● GIVEN INFORMATION
Issue #2985, opened 2024-01-22
Mark logging functions as noexcept


mtnpke:
Hi!

I'm having a small issue with spdlog in that the logging functions are not marked as `noexcept` even though they should not throw - according to the documentation [here](https://github.com/gabime/spdlog/wiki/Error-handling):

> Spdlog will not throw exceptions while logging

This leads to the static analysis tool SonarQube reporting potential issues when logging functions are called in destructors:

![image](https://github.com/gabime/spdlog/assets/72438900/fb076b1e-c24c-4b66-b98b-507424209863)

Since the rule of not throwing exceptions in destructors is generally valid and valuable, I'd like to keep it enabled. It does, however, detect correctly that the logging functions are

* not marked `noexcept` and
* can potentially throw (see https://github.com/gabime/spdlog/blob/696db97f672e9082e50e50af315d0f4234c82397/include/spdlog/logger.h#L42 which is done due to #533 )

Ideally, I think the functions could just be marked `noexcept`, but I'm not sure how that would interact with `pthread_cancel`. A new define might be needed to be able to disable the code path that is specific to `pthread_cancel` (it is not the most common of use cases I guess?) and/or to introduce the `noexcept`. I'm willing to do the code changes and PR if we can reach an agreement on how to proceed :)

tt4g:
In my opinion, that is extremely difficult.

First, there is no `noexcept` specified for user-defined error handlers.
It is possible for an exception to be `throw` in the error handler after spdlog notifies the error handler.

And since almost all functions, constructors (copy-constructor, move-constructor), and destructors in STL have no `noexcept`, they can be `throw` by any function.
In particular, it is almost impossible to guarantee that the argument copy-constructor and move-constructor will not throw an exception.

tt4g:
It is well known that `throw` in the destructor can cause crashes: [c\+\+ \- If you shouldn't throw exceptions in a destructor, how do you handle errors in it? \- Stack Overflow](https://stackoverflow.com/questions/130117/if-you-shouldnt-throw-exceptions-in-a-destructor-how-do-you-handle-errors-in-i)

However, it can be prevented by simply using `try`-`catch` in the destructor to prevent the exception from propagating outside the destructor.

mtnpke:
> First, there is no noexcept specified for user-defined error handlers.
> It is possible for an exception to be throw in the error handler after spdlog notifies the error handler.

[...]

PR #2986, opened 2024-01-22
Add SPDLOG_LOGGER_NOEXCEPT option to declare logging noexcept

mtnpke:
Use to declare all output functionality in spdlog namespace and on spdlog::logger as
noexcept. This may allow the compiler to perform further optimizations when logging is performed.
Additionally, static analysis can assume that logging never throws, which may be useful
when logging is used in inherently exception-unsafe places such as destructors.

Note that this will result in program termination if the registered error handler
throws. It might also interact badly with mechanisms that inject exceptions into running
code (such as the pthread_cancel implementation of NPTL).

Implements #2985.

### DIFF
--- a/include/spdlog/common.h
+++ b/include/spdlog/common.h
@@ -81,7 +81,7 @@
     #if FMT_USE_CONSTEXPR
         #define SPDLOG_CONSTEXPR_FUNC FMT_CONSTEXPR
     #else
-	#define SPDLOG_CONSTEXPR_FUNC inline
+        #define SPDLOG_CONSTEXPR_FUNC inline
     #endif
 #endif
 
--- a/include/spdlog/common.h
+++ b/include/spdlog/common.h
@@ -70,6 +70,12 @@
     #define SPDLOG_CONSTEXPR constexpr
 #endif
 
+#ifdef SPDLOG_LOGGER_NOEXCEPT
+    #define SPDLOG_COND_NOEXCEPT SPDLOG_NOEXCEPT
+#else
+    #define SPDLOG_COND_NOEXCEPT
+#endif
+
 // If building with std::format, can just use constexpr, otherwise if building with fmt
 // SPDLOG_CONSTEXPR_FUNC needs to be set the same as FMT_CONSTEXPR to avoid situations where
 // a constexpr function in spdlog could end up calling a non-constexpr function in fmt
--- a/include/spdlog/logger.h
+++ b/include/spdlog/logger.h
@@ -76,17 +76,20 @@ public:
     void swap(spdlog::logger &other) SPDLOG_NOEXCEPT;
 
     template <typename... Args>
-    void log(source_loc loc, level::level_enum lvl, format_string_t<Args...> fmt, Args &&...args) {
+    void log(source_loc loc, level::level_enum lvl, format_string_t<Args...> fmt, Args &&...args)
+        SPDLOG_COND_NOEXCEPT {
         log_(loc, lvl, details::to_string_view(fmt), std::forward<Args>(args)...);
     }
 
     template <typename... Args>
-    void log(level::level_enum lvl, format_string_t<Args...> fmt, Args &&...args) {
+    void log(level::level_enum lvl,
+             format_string_t<Args...> fmt,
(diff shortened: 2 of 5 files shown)


gabime:
Thanks. I am reluctant to add so many macros to the  API. What  is the performance gain you see with this?

mtnpke:
To be upfront: Performance was not a motivation at all for me; my motivation is to aid static analysis as described in #2985. That said, I did not put a lot of time into benchmarking. I only ran the spdlog benchmark executable once in a release build with/without the macro to see that the performance is not getting worse. I did not observe any statistically significant difference. The optimization opportunities for the compiler, as far as I can tell, would materialize not in spdlog, but in conjunction with certain situations in the *calling code* (due to added reordering opportunities and so on), so it cannot be measured with a simple benchmark and is inherently difficult to quantize. I can remove the paragraph about the performance if it helps make the motivation clearer.

What problem do you perceive with the macros?

mtnpke:
On another note, there is zero change to the library compared to the current code when the define is not set, which is the default :)

gabime:
Closed. This branch should change the api as minimal as possible. Adding macros (even if disabled by default) change the api

mtnpke:
* How do macros that are disabled by default change the API?
* Adding `noexcept` *is* about the API. The only way to add it without changing the API is to add new methods or classes. Would that be the way forward?

gabime:
For starters, It adds to the cognitive load of the API users. Now users would have to take into account that the value of the macro might be different then the default. Even reading the API would be harder.
Also if this macro used, it  would break existing code with custom throwing error handlers (and possibly the abi I think).

And all of this for no real value, except for making some linter happy when examining destructors. There is even no performance gain as you mentioned. 

We can consider adding a noexcept to the v2.x api though (not a macro).  This would of course also break existing throwing  error handlers, but since it is new major version, I think it is more acceptable.

mtnpke:
> For starters, It adds to the cognitive load of the API users. Now users would have to take into account that the value of the macro might be different then the default. Even reading the API would be harder.

That's a valid point, thanks for explaining. For me, this level of macros on signatures is not unusual to have for a major C++ library, but I can see how there is a tradeoff to be made here.

> Also if this macro used, it would break existing code with custom throwing error handlers (and possibly the abi I think).

Indeed, but that's why it is a macro, it's off by default, and this fact is specifically mentioned in the macro's documentation. ABI is not defined by the standard so YMMV, but the [internet says at least gcc and clang don't care](https://stackoverflow.com/questions/51429454/does-adding-noexcept-break-binary-compatibility).

> And all of this for no real value, except for making some linter happy when examining destructors. 

I do consider this project being easier to use in conjunction with linters/static analyzers (which are really helpful in general!) real value. Else I wouldn't put time into this discussion and PR :)

> There is even no performance gain as you mentioned.

Yep I don't consider performance a major motivation here, but to be clear we can't exactly declare that there will be no performance gain at all. It mostly depends on the call site. Impossible to say without benchmarking a real application that does lots of logging.

> We can consider adding a noexcept to the v2.x api though (not a macro). This would of course also break existing throwing error handlers, but since it is new major version, I think it is more acceptable.

That would be nice! Two thoughts on this:

* Is throwing exceptions in error handlers a relevant use case? Because that will be completely impossible without a macro switch. I personally think always having the `noexcept` is fine, but just something to think about.
* How does `noexcept` interact with NPTL `pthread_cancel`? I searched around for a bit, but was unable to find a definite answer. If it does not interact well, always having the `noexcept` might preclude using spdlog in conjunction with `pthread_cancel`.

gabime:
> Is throwing exceptions in error handlers a relevant use case? Because that will be completely impossible without a macro switch. I personally think always having the noexcept is fine, but just something to think about.

The original design was to support throwing error handlers. For example for use cases where failing to log is critical error that need to handled immediately by the calling code. On the other hand most users don’t need this, and I never saw this in actual use, so I am not sure :(

> How does noexcept interact with NPTL pthread_cancel? I searched around for a bit, but was unable to find a definite answer. If it does not interact well, always having the noexcept might preclude using spdlog in conjunction with pthread_cancel.

Please provide more details. Why would  NPTL pthread_cancel be problematic?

● TASK STATEMENT
Scan the records above for the string "take", then copy each line where it turns up.

● ANSWER TO THIS TASK
For starters, It adds to the cognitive load of the API users. Now users would have to take into account that the value of the macro might be different then the default. Even reading the API would be harder.
> For starters, It adds to the cognitive load of the API users. Now users would have to take into account that the value of the macro might be different then the default. Even reading the API would be harder.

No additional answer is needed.